Survey of Skin Preparation Technique during Neuraxial Procedures
Abstract Number: 14
Abstract Type: Original Research
Objective: Assess the current practices and beliefs of a group of practitioners using skin cleanser solutions before neuraxial procedures such as lumbar puncture, spinal anesthesia or combined spinal and epidural anesthesia. There is controversy surrounding the negative effects of chlorhexidine on the spinal cord. The ideal skin preparation for neuraxial techniques is one which prevents infection with no measurable toxicity. Whereas previous studies have shown chlorhexidine to be a superior antiseptic compared to iodine based compounds, intrathecal neurotoxicity has not been studied. Furthermore, there is no FDA approved antiseptic solution for neuraxial techniques. The impact on clinical decision making has not been studied.
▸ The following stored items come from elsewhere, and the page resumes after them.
Issue #1192, opened 2016-05-27
Gateway Security Vulnerability


DavidVorick:
The details of this security vulnerability are being kept private until the fix has been released. @VoidingWarranties is well aware of both the problem and the solution, and has already made significant steps in fixing the vulnerability.

PR #1221, opened 2016-06-03
Gateway version handshake

VoidingWarranties:
This PR moves the version handshake network code from `Connect` and `threadedAcceptConn` to `connectVersionHandshake` and `acceptConnVersionHandshake`, respectively. The primary reason for doing this is to be able to pass the version that is sent in the handshake as an argument to the function. This is useful as `build.Version` is a const and is difficult to mock.

This PR is a prerequisite for the testing required in #1192.

### DIFF
--- a/modules/gateway/peers.go
+++ b/modules/gateway/peers.go
@@ -67,6 +67,14 @@ func (s insufficientVersionError) Error() string {
 	return "unacceptable version: " + string(s)
 }
 
+// invalidVersionError indicates a peer's version is not a valid version number.
+type invalidVersionError string
+
+// Error implements the error interface for invalidVersionError.
+func (s invalidVersionError) Error() string {
+	return "invalid version: " + string(s)
+}
+
 type peer struct {
 	modules.Peer
 	sess muxado.Session
@@ -216,7 +224,7 @@ func (g *Gateway) threadedAcceptConn(conn net.Conn) {
 // acceptableVersion returns an error if the version is unacceptable.
 func acceptableVersion(version string) error {
 	if !build.IsVersion(version) {
-		return insufficientVersionError(version)
+		return invalidVersionError(version)
 	}
 	if build.VersionCmp(version, minAcceptableVersion) < 0 {
 		return insufficientVersionError(version)
--- a/modules/gateway/peers.go
+++ b/modules/gateway/peers.go
@@ -2,6 +2,7 @@ package gateway
 
 import (
 	"errors"
+	"fmt"
 	"net"
 	"time"
 
@@ -15,8 +16,16 @@ import (
 const (
 	// the gateway will not accept inbound connections above this threshold
 	fullyConnectedThreshold = 128
+
 	// the gateway will ask for more addresses below this threshold
 	minNodeListLen = 100
+
+	// minAcceptableVersion is the version below which the gateway will refuse to
+	// connect to peers and reject connection attempts.
+	//
+	// Reject peers < v0.4.0 as the previous version is v0.3.3 which is
+	// pre-hardfork.
+	minAcceptableVersion = "0.4.0"
 )
 
 var (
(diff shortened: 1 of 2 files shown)


modules/gateway/peers.go
```diff
@@ -17,6 +18,15 @@ const (
...
 	// the gateway will ask for more addresses below this threshold
 	minNodeListLen = 100
+	// minAcceptableVersion is the version below which the gateway will refuse to
+	// connect to peers and reject connection attempts.
+	//
+	// Reject peers < v0.4.0 as the previous version is v0.3.3 which is
+	// pre-hardfork.
+	//
+	// NOTE: this version must be bumped whenever the gateway or consensus
+	// breaks compatibility.
```
DavidVorick: NOTE is not necessary, also I would prefer if there were newlines between the consts.

modules/gateway/peers.go
```diff
@@ -58,6 +68,14 @@ func (s insufficientVersionError) Error() string {
 	return "unacceptable version: " + string(s)
 }
 
+// invalidVersionError indicates a peer's version is not a valid version number.
+type invalidVersionError string
+
+// Error implements the error interface for invalidVersionError.
+func (s invalidVersionError) Error() string {
+	return "invalid version: " + string(s)
+}
```
DavidVorick: It seems to me like this error is only being used to be returned and for testing. I think it's probably okay to remove this type and just call `errors.New()` for most of what you are returning.

modules/gateway/peers.go
```diff
@@ -225,6 +222,61 @@ func (g *Gateway) threadedAcceptConn(conn net.Conn) {
...
+			return "", fmt.Errorf("failed to write reject: %v", err)
+		}
+		return "", err
+	}
+	// Send our version.
+	if err := encoding.WriteObject(conn, version); err != nil {
+		return "", fmt.Errorf("failed to write version: %v", err)
+	}
+	return remoteVersion, nil
+}
```
DavidVorick: These three functions look pretty good to me. I wish there was some way we could escape needing to pass in the version string as an argument, but it doesn't seem easily avoidable.

modules/gateway/peers.go
VoidingWarranties: The `insufficientVersionError` caught a few errors in testing in the past. I'd prefer to keep this type so as to make testing easier and catch similar errors in the future.

modules/gateway/peers.go
```diff
@@ -251,29 +303,11 @@ func (g *Gateway) Connect(addr modules.NetAddress) error {
...
-	// Reject peers < v0.4.0 as the previous version is v0.3.3 which is
-	// pre-hardfork.
-	//
-	// NOTE: this version must be bumped whenever the gateway or consensus
-	// breaks compatibility.
-	if build.VersionCmp(remoteVersion, "0.4.0") < 0 {
+	remoteVersion, err := connectVersionHandshake(conn, build.Version)
+	if err != nil {
+		// TODO: should this be muxado.Client(conn).Close()?
 		conn.Close()
```
VoidingWarranties: @lukechampine, do you know how `conn.Close()` differs from
```go
muxado.Client(conn).Close()
```

VoidingWarranties:
Updated const comments and spacing and rebased.

modules/gateway/peers.go
VoidingWarranties: The error returned by `session.Accept()` on `Close` is the same whether the connection is closed with `conn.Close()` or `muxado.Client(conn).Close()`. Since we'll be switching to YAMUX / SPDY / HTTP2 soon anyways it is probably easier to continue closing with `conn.Close()`.

lukechampine: `Client.Close` sends a "GoAway" frame. It's basically just a more graceful way of shutting down a muxado connection. During `Connect`, you haven't agreed to be muxado peers yet, so a normal `conn.Close` is fine.

VoidingWarranties: Ah okay. Currently peer rejection signaling is one way (only a peer receiving a connection request can send a rejection signal, by sending "reject" as its version) so the peer initiating the connection might have `addPeer` on the peer before `threadedAcceptConn` has a chance to disconnect. Regardless I'll stick with `conn.Close`.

Methods: An anonymized, IRB approved survey was distributed to clinical care providers from the Department of Anesthesiology and Critical Care Medicine at the Johns Hopkins Hospital-Broadway performing neuraxial techniques. The survey asked respondents various questions pertaining to practices and perceptions of skin preparation compounds.
Results: A total of 151 respondents completed the survey; 60 residents, 64 attendings, and 27 CRNAs. Iodine-based solutions were preferred by 68% of all respondents. Most respondents polled (61%) believed that neither solution was a better antiseptic; 66% believed that neither was more toxic, and 14% and 19% believed that iodine or chlorhexidine respectively was more toxic.
Conclusions: The study shows that most respondents are not using the cleaning solution which has been shown in the literature to have superior bactericidal activity. While a number of practitioners believe that either iodine or chlorhexidine is toxic, evidence for chlorhexidine induced toxicity specifically during neuraxial technique is not available. Further studies are needed to more adequately evaluate for potential toxicity associated with the application of these skin cleansers.